ExxonMobil has announced its Corporate Plan to 2030, establishing a framework aimed at reinforcing the company’s record of delivering significant shareholder value. The plan outlines a strategy to capitalise on ExxonMobil’s distinctive competitive advantages and extensive opportunities, targeting substantial growth in earnings and cash flow.
The company projects an additional $20bn in earnings and $30bn in cash flow, driven by investments in competitively advantaged projects, operational excellence, and stringent cost and capital management.
ExxonMobil chairman and CEO Darren Woods said: “ExxonMobil has a unique set of highly valuable competitive advantages that equip us to do what few companies have ever done – create world-scale solutions to society’s biggest challenges, decade after decade.
“Our steadfast commitment to strengthening these advantages, including an unwavering investment in technology, has led to a history of innovative solutions that meet society’s critical needs, reduce costs, and grow high-value products.
“That’s a formula for profitable growth and shareholder value through and beyond 2030 – no matter the pace and scale of the energy transition – that truly puts us in a league of our own.”
Over the past five years, ExxonMobil’s consistent execution of its strategy and business transformation initiatives has significantly enhanced its earnings potential.
On a constant price and margin basis, the company is now generating over $15bn in earnings and more than $20bn in cash flow compared to 2019 levels. Additionally, ExxonMobil has achieved structural cost savings exceeding $11bn year-to-date, also compared to 2019 figures.
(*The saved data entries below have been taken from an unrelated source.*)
PR #5049, opened 2022-08-29
Add dynamic enable and disable to popup addons

TheColaber:
It resolves nothing, it's just good to know that these are dynamic enable and disable already since they have persistent scripts/popups

### DIFF
--- a/addons/cloud-games/addon.json
+++ b/addons/cloud-games/addon.json
@@ -81,5 +81,7 @@
     "isMajor": true
   },
   "versionAdded": "1.1.0",
-  "enabledByDefault": true
+  "enabledByDefault": true,
+  "dynamicEnable": true,
+  "dynamicDisable": true
 }
--- a/addons/msg-count-badge/addon.json
+++ b/addons/msg-count-badge/addon.json
@@ -62,5 +62,7 @@
       "name": "lisa_wolfgang",
       "link": "https://scratch.mit.edu/users/lisa_wolfgang/"
     }
-  ]
+  ],
+  "dynamicEnable": true,
+  "dynamicDisable": true
 }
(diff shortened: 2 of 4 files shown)


RedGuy12 (approved):

apple502j (approved):

WorldLanguages:
Well, this kinda made dynamicEnable and dynamicDisable lose their meaning 🤔

TheColaber:
> Well, this kinda made dynamicEnable and dynamicDisable lose their meaning 🤔 

Doesn't it mean that these addons can be dynamically enabled and disabled?

WorldLanguages:
Dynamic enabling/disabling only makes sense for userscripts and userstyles.
Addons that don't have any of these two don't have any dinamicity we can toggle. Addon popups are dynamic by design, and can't be made non-dynamic.
So adding these properties to these addons is weird, but ok, I guess it's fine...

Samq64:
> Dynamic enabling/disabling only makes sense for userscripts and userstyles. Addons that don't have any of these two don't have any dinamicity we can toggle. Addon popups are dynamic by design, and can't be made non-dynamic. So adding these properties to these addons is weird, but ok, I guess it's fine...

I think they should be true by default and tell new contributors to set them to false for their first addon, that way we can get rid of 2 lines from almost every addon.json.

WorldLanguages:
@Samq64 The default can't be `true`, since userscripts need extra code for dynamic disable to work. Addons need to opt-in into dynamic disable

Weredime:
Bug: When you open `scratch-messaging` in a new tab and disable it, it still works.

TheColaber:
I don't think it should stop working there, that would be weird. As long as you can't access in the pop up, it isn't considered disabled.

PR #5063, opened 2022-08-31
Update gitignore to include DS_Store

### LINKED ISSUE #5045: Add `.DS_Store` to gitignore
https://scratch.mit.edu/users/World_Languages/#comments-221456612
I am suggesting to add `.DS_Store` to the gitignore file. Maybe even add more things to the gitignore if necessary.
https://en.wikipedia.org/wiki/.DS_Store

This file is automatically generated by the Finder application on macOS computers. These files can sometimes come in git repositories when Mac users contribute. They are probably unnecessary for SA and also the Finder application doesn't even show these files, even when the option to show hidden files is on. The only way to see it is to use a different application like VS Code or `git status`. According to Wikipedia those files are also frequently changed so it would add more things to the commit log.

Do you think mac users should just add it to the global gitignore file on their device instead? Or do you think some people who are new to git would benefit from it being in the SA gitignore file?

webdev03:
Resolves #5045

### Reason for changes
Discussed in #5045

### Tests

It should work if git is working

### DIFF
--- a/.gitignore
+++ b/.gitignore
@@ -1,3 +1,5 @@
 # Files created during packaging
 .manifest.js.bak
 .dist
+# Automatically generated file by macOS
+.DS_Store


Chiroyce1 (approved):

apple502j:
Will make a new PR with more files myself

Norbiros:
Maybe you can add `.idea` too?

WorldLanguages:
> Will make a new PR with more files myself

Was the PR created already did I miss it? Or is it still pending?

Hans5958:
For the note: Superseeded with #5096.

PR #5065, opened 2022-08-31
New addon: Disable warning not save (2)

valmontechno:
I formatted the code with Prettier compared to my last pull request.

Disables warning when exiting or refreshing an unsaved project.

### DIFF
--- a/addons/disable-warning-not-save/addon.json
+++ b/addons/disable-warning-not-save/addon.json
@@ -1,0 +1,25 @@
+{
+  "name": "Disable warning not save",
+  "description": "Disables warning when exiting or refreshing an unsaved project.",
+  "tags": ["editor", "danger"],
+  "versionAdded": "1.19.0",
+  "userscripts": [
+    {
+      "url": "userscript.js",
+      "matches": ["projects"]
+    }
+  ],
+  "credits": [
+    {
+      "name": "valmontechno",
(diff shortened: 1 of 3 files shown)


TheColaber:
When would this be useful?

valmontechno:
This is useful with the addon that disables autosave to test simple code without saving it and to use only the costume editor.

addons/disable-warning-not-save/addon.json
```diff
@@ -0,0 +1,25 @@
+{
+  "name": "Disable warning not save",
```
Norbiros, line 2: Maybe we can change name a little bit?
For example `Disable warning about closing not saved project` or something like that.

Samq64: `Disable leave editor warning`?

Norbiros:
@valmontechno Can you enable actions on your fork [here](https://github.com/valmontechno/ScratchAddons/actions)?

apple502j:
Too dangerous IMO.

apple502j:
@WorldLanguages Can you say "rejected"

BroJac5246:
It could be marked "dangerous," but who would use it?

WorldLanguages:
Rejected until we decide otherwise on an issue.

WorldLanguages:
@valmontechno If you really want this to be added, create an issue and explain the motivation in detail

PR #5067, opened 2022-08-31
Update issue forms

### LINKED ISSUE #5061: Hide "I understand" checkbox
### READ BEFORE CREATING!

- [X] I understand

The "I understand" checkbox with the "READ BEFORE CREATING!" header and no other text clutters the issue and looks little silly to anyone viewing the issue after it is created.

### What this change does

Hiding the checkbox after the issue is created. (This can already be done through editing since the template only appears the first time)

### Possible alternatives

Removing it.

image

Samq64:
Resolves  #5061

### Changes

Updates the issue forms:

- Removes the "I understand" checkboxes
- Removes `required: false`
- Adjusts a couple little things
- ~Deletes the new addon form, since it was pretty much exactly the same as the enhancement one~

### Tests

Untested


DNin01 (approved):
Thanks for correcting the checkbox problem. Now I know about that for next time.

And I don't mind the removal of the "new addon" form too much. While for me, it felt useful to have new addon ideas be automatically labeled, triaging them all is not that bad and that was one almost identical form, now out of the way.

apple502j (approved):

Samq64:
While I'm at, do you want me to add a spot to add enabled addons? This would make more scene after the user has an easier way to get that, but it can be done now.

DNin01:
> While I'm at it, do you want me to add a spot to add enabled addons? This would make more scene after the user has an easier way to get that, but it can be done now.

Maybe. I like when we get to see those just in case.

TheColaber:
> Deletes the new addon form, since it was pretty much exactly the same as the enhancement one

it was added so github could automatically add the "new addon" tag. Please add it back.

Samq64:
> it was added so github could automatically add the "new addon" tag. Please add it back.

@TheColaber Done.

TheColaber (approved):

PR #5079, opened 2022-09-03
Separate notification dot from debugger icon

mxmou:
### Changes

Makes the notification dot on the debugger icon a pseudo-element instead of using a different icon. This prevents it from becoming white in dark mode:
image

It also changes the color depending on the settings:
image (1.x preset)

### Tests

Tested with different dark mode presets.


apple502j (approved):

Hans5958 (approved):
LGTM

The company aims to achieve a compound annual growth rate (CAGR) of 10% in earnings and 8% in cash flow. Additionally, it has outlined plans to realise $7bn in structural cost savings by streamlining business processes, optimising supply chains, improving maintenance turnaround procedures, and modernising information technology and data management systems.
The company’s capital allocation strategy focuses on high-return, low-cost-of-supply investments that offer a competitive advantage. In 2025, ExxonMobil expects cash capital expenditures to range between $27bn and $29bn, reflecting the inclusion of Pioneer in the portfolio and investment to establish new businesses, while base capital expenditures remain flat. From 2026 to 2030, base capital expenditures remain consistent, with growth in capital expenditure driven by advancing strategically advantageous long-term opportunities in emerging businesses and select early-stage large projects within its traditional operations. The reinvestment rate, relative to expected cash flow, is projected to decline by 10 percentage points over the plan period.
Growth in cash flow and earnings is expected to generate $165bn in surplus cash over the plan period, enabling higher shareholder distributions.
ExxonMobil continues to enhance its Upstream portfolio, prioritising advantaged assets that deliver lower costs of supply and higher returns. By 2030, using a 2024 dollar real Brent price of $65 per barrel, a real Henry Hub price of $3 per million British thermal units (mmbtu), and a real TTF price of $6.50 per mmbtu, the company projects an additional $9bn in annual Upstream earnings potential—an increase of more than 50% compared to 2024.
The acquisition of Pioneer enabled ExxonMobil to reach its goal of deriving over 50% of total Upstream production from advantaged assets, including the Permian Basin, Guyana, and LNG projects, three years ahead of schedule. By 2030, over 60% of production is expected to originate from these assets, which are anticipated to grow by an additional 1.2 million oil-equivalent barrels per day (Moebd) during the period. Total Upstream production is forecast to reach 5.4 Moebd by 2030, even as the company aims to reduce its operated Upstream emissions intensity by 40-50% compared to 2016 levels.
Following the integration of Pioneer, ExxonMobil expects to realise over $3bn in annual synergies—a more than 50% increase compared to previous estimates.
ExxonMobil’s Product Solutions division is projected to increase its annual earnings potential by an additional $8bn by 2030, based on average margins from 2010 to 2019. This represents a compound annual growth rate (CAGR) of 10%.